The answer is so PC it almost seems like the question was faked: “Whatever you do, do it for yourself. Being confident with the way you look is far sexier than trimming to chase a trend.”

But you came here for the naked girls, right? There are plenty of them: model Alejandra Guilmant straddles a blow-up pool toy, wet from her swim. Centerfold Roos Van Montfort poses in the woods with wolves like something out of Game of Thrones. A look at the upcoming Miss February, actress Amanda Booth, has her lifting up her skirt in front of the Hollywood sign. (Spoiler: She is not wearing underwear.) Kate Moss is there, of course, looking very out of place stylistically with her nude counterparts, the best indication of the division in editorial message going on over there. A recap of 2013’s Playmates intended to help readers vote for their favorite Playmate of the Year includes some women with the aforementioned “far sexier” confidence to rock a little pubic hair, but none sporting what you’d call full bush.

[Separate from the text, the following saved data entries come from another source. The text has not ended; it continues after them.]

PR #2661, opened 2024-12-14
await `client.hello()`

aksh-at:
Just noticed this

image

---

---

</details>


aksh-at:
@prbot approve

erikbern (commented):
Oh wow thanks! We should add a test for this also

PR #2662, opened 2024-12-14
Write all data in `write_to_fd`

aksh-at:
Originally from a user report that `top` in `modal shell` was behaving weirdly sometimes. Was coming from our `write_to_fd` function just giving up after a partial write to the buffer (originally from #1188, @thecodingwizard any idea if this is for a reason?). 

After the fix:

https://github.com/user-attachments/assets/d5721bb4-2108-4382-b9d0-300dc5f5a6e4

---

---

</details>

### DIFF
--- a/modal/_utils/shell_utils.py
+++ b/modal/_utils/shell_utils.py
@@ -19,14 +19,20 @@ def write_to_fd(fd: int, data: bytes):
     future = loop.create_future()
 
     def try_write():
+        nonlocal data
         try:
             nbytes = os.write(fd, data)
-            loop.remove_writer(fd)
-            future.set_result(nbytes)
+            data = data[nbytes:]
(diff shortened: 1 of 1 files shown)


modal/_utils/shell_utils.py
```diff
@@ -17,16 +17,23 @@
 def write_to_fd(fd: int, data: bytes):
```
aksh-at, line 17: We could probably simplify this to just register a writer with `add_writer` once, but that requires a bigger refactor

aksh-at:
@prbot approve

thecodingwizard (commented):
lgtm, thanks! I think when I originally implemented this I forgot to handle the case where `os.write` did not write the entire buffer, oops 😅

PR #2663, opened 2024-12-15
Test for Client.verify

erikbern:
Add test for fix in #2661 

This made me realized the token flow isn't super well tested in general. I'll take a look later.


erikbern:
@prbot approve

aksh-at (commented):
Thanks for adding a test!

Playboy‘s current dilemma lies somewhere in between a fully waxed model and one sporting untamed pubic hair. Case in point: this letter to the editor, from one disgruntled reader:

Miss September Bryiana Noelle (Stairway to Heaven) is only 85 pounds? How about focusing on women with curves? Enough is enough. I’m just not feeling it.

(Weirdly enough, soon after I read this letter, Playboy tweeted a photo of Miss September. I can’t speak to her weight but she certainly doesn’t look large.)

Every woman in this issue of Playboy is perfectly beautiful, but you can’t really tell the difference between them. They’re styled the same and lit the same. They are waxed (nearly) the same and they have long hair (on their heads) and they sport a variation of the same body. According to the magazine, Playboy is a publication that “challenges what we know about men and, more important, women.” They might be doing that in words – they’ve got thousands upon thousands of characters from Hefner about his famous “Playboy Philosophy” on sexual liberation featured on their website – and on some level they always have been. But their images of women still say something else. The images show what they want us to value as a society, and what many of us do value. Those live, naked girls say far more while they’re sitting there silently than any number of words on the state of women’s sexual liberation does. They’ve got the right hair. They’ve got the right boobs. They’re what everyone’s paying attention to.